Restaurant information
- Established: 15 March 1994; 32 years ago
- Owner: Les Amis Group
- Head chef: Sebastien Lepinoy
- Pastry chef: Cheryl Koh
- Food type: French
- Dress code: Smart casual
- Rating: Michelin Guide 2019
- Location: 1 Scotts Road, #01-16 Shaw Centre, 228208, Singapore
- Reservations: Yes
- Other information: Children under 10 are not allowed
- Website: Les Amis

= Les Amis (restaurant) =

Les Amis is a fine-dining restaurant in Singapore serving French cuisine. The restaurant opened in March 1994 as the flagship of the Les Amis Group. It received its third Michelin star in 2019.

==Cuisine==
The restaurant specializes in classic French haute cuisine.

==Wines==
Les Amis has an extensive wine cellar which in 2020 included more than 3000 bottles.

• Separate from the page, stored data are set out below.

PR #787, opened 2018-09-06
Restore directly selected elements on undo/redo (801712328420396)

jonaias:
OK to merge.

About the review given on another PR, I tested undo independently and didn't catch that mentioned case of deleting. Anyway, thanks @stristr for review, it is more robust now.

Summary of changes:

Regressions to look for:

- Any direct selection bug on undo/redo

Completed checkin tasks:

### DIFF
--- a/packages/haiku-glass/src/react/Glass.js
+++ b/packages/haiku-glass/src/react/Glass.js
@@ -958,10 +958,21 @@ export class Glass extends React.Component {
   handleUndo (payload) {
     if (this.project) {
       mixpanel.haikuTrack('creator:glass:undo');
-      Element.unselectAllElements({component: this.getActiveComponent()}, {from: 'glass'});
+      const directlySelectedComponentId = Element.directlySelected && Element.directlySelected.componentId;
+      const component = this.getActiveComponent();
+      Element.unselectAllElements({component}, {from: 'glass'});
       this.project.undo({}, {from: 'glass'}, () => {
         // Important: purge the element selection proxy so that our box points can be reestablished.
         ElementSelectionProxy.purge();
+
+        // Restore directly selected element if it still exists
+        if (!directlySelectedComponentId) {
+          return;
+        }
+        const selectedElement = component.findElementByComponentId(directlySelectedComponentId);
+        if (selectedElement) {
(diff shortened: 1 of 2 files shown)


packages/haiku-glass/src/react/Glass.js
```diff
@@ -951,21 +951,35 @@ export class Glass extends React.Component {
   handleUndo (payload) {
     if (this.project) {
       mixpanel.haikuTrack('creator:glass:undo');
+      const directlySelectedComponentId = Element.directlySelected && Element.directlySelected.componentId;
       Element.unselectAllElements({component: this.getActiveComponent()}, {from: 'glass'});
       this.project.undo({}, {from: 'glass'}, () => {
         // Important: purge the element selection proxy so that our box points can be reestablished.
         ElementSelectionProxy.purge();
+
+        // Restore directly selected element if it still exists
```
stristr, line 968: LGTM, but would like to request some some perf tuning.

1. `undo`/`redo` are hot and potentially slow paths, and `this.getActiveComponent()` is not free, so we should cache the result of calling `this.getActiveComponent()` above if we use it below.
2. On a similar note, for both undo and redo, we should prefix the block where we try to restore the selection with 
```
if (!directlySelectedComponentId) {
  return
}
```

(because `findElementByComponentId` is also potentially expensive).

I also want to point out a leaky abstraction we should be more sensitive to as we refactor the BLL. **No action required** here, but something to keep in mind for the future: it is not great to embed this business logic inside our React app, and would be better for the action stack to emit on push/pop, and handle this sort of logic in `Element` model directly. (There are other problems here too, like the original implementation of `Element.directlySelected` as a static class property instead of an instance property, which would have required less hacking around in the long run.)

jonaias: Yep, In this line I've being wondering specifically about direct selection/edition.. Direct selection/edition would be nice in another file instead glass.js itself.

stristr: lol, yes, I was just talking to Zack about this yesterday. I plan to do this before long.

stristr:
LGTM, merging.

Most of the wines are French, mainly Burgundy and Bordeaux.

==Recognition==
The restaurant was named one of the best in Singapore by The Daily Telegraph in 2016. It was the recipient of the World Gourmet Summit's Wine List of the Year award in multiple years and was inducted into the organization's Awards Of Excellence Hall of Fame in 2009. It was also the recipient of the World Gourmet Summit's Old World Wine List of the Year award multiple times and was inducted into the Awards Of Excellence Hall of Fame in 2014.

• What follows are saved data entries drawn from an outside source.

PR #793, opened 2018-09-07
fix: restore log view.

stristr:
OK to merge.

Short review.

Summary of changes:

- I'm not sure how this was done originally, but it looks like our last two builds have ripped the originating "view" of log messages out of user log files, which makes it much harder to debug user-reported issues based on logs/carbonite/etc. There may be a more elegant way of doing this, but what's here definitely works fine.

Regressions to look for:

- None expected.

Completed checkin tasks:

### DIFF
--- a/HaikuHelper.js
+++ b/HaikuHelper.js
@@ -32,6 +32,7 @@ function go () {
     haiku.mode = 'creator';
   }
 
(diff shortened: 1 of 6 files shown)


tsortwehttam:
LGTM.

In 2013 Restaurant magazine named Les Amis to its inaugural list of the Top 50 Restaurants in Asia and several times thereafter. It named pastry chef Cheryl Koh Asia's Best Pastry Chef in 2016.

The restaurant received two stars in the Michelin Guides inaugural 2016 Singapore edition. In September 2019 it received a third Michelin star, along with another Singaporean fine-dining French restaurant, Odette.

==Personnel==
The restaurant was opened in 1994 by restaurateur and sommelier Ignatius Chan and chef Justin Quek with backing from stockbroker Desmond Lim and Chong Yap Seng. In 2003, following the departure of Chan and Quek, Gunther Hubrechsen became chef de cuisine, followed by Thomas Mayr and in 2008 Armin Leitgeb. As of 2013 Sebastien Lepinoy was chef de cuisine and as of 2016 Cheryl Koh the pastry chef.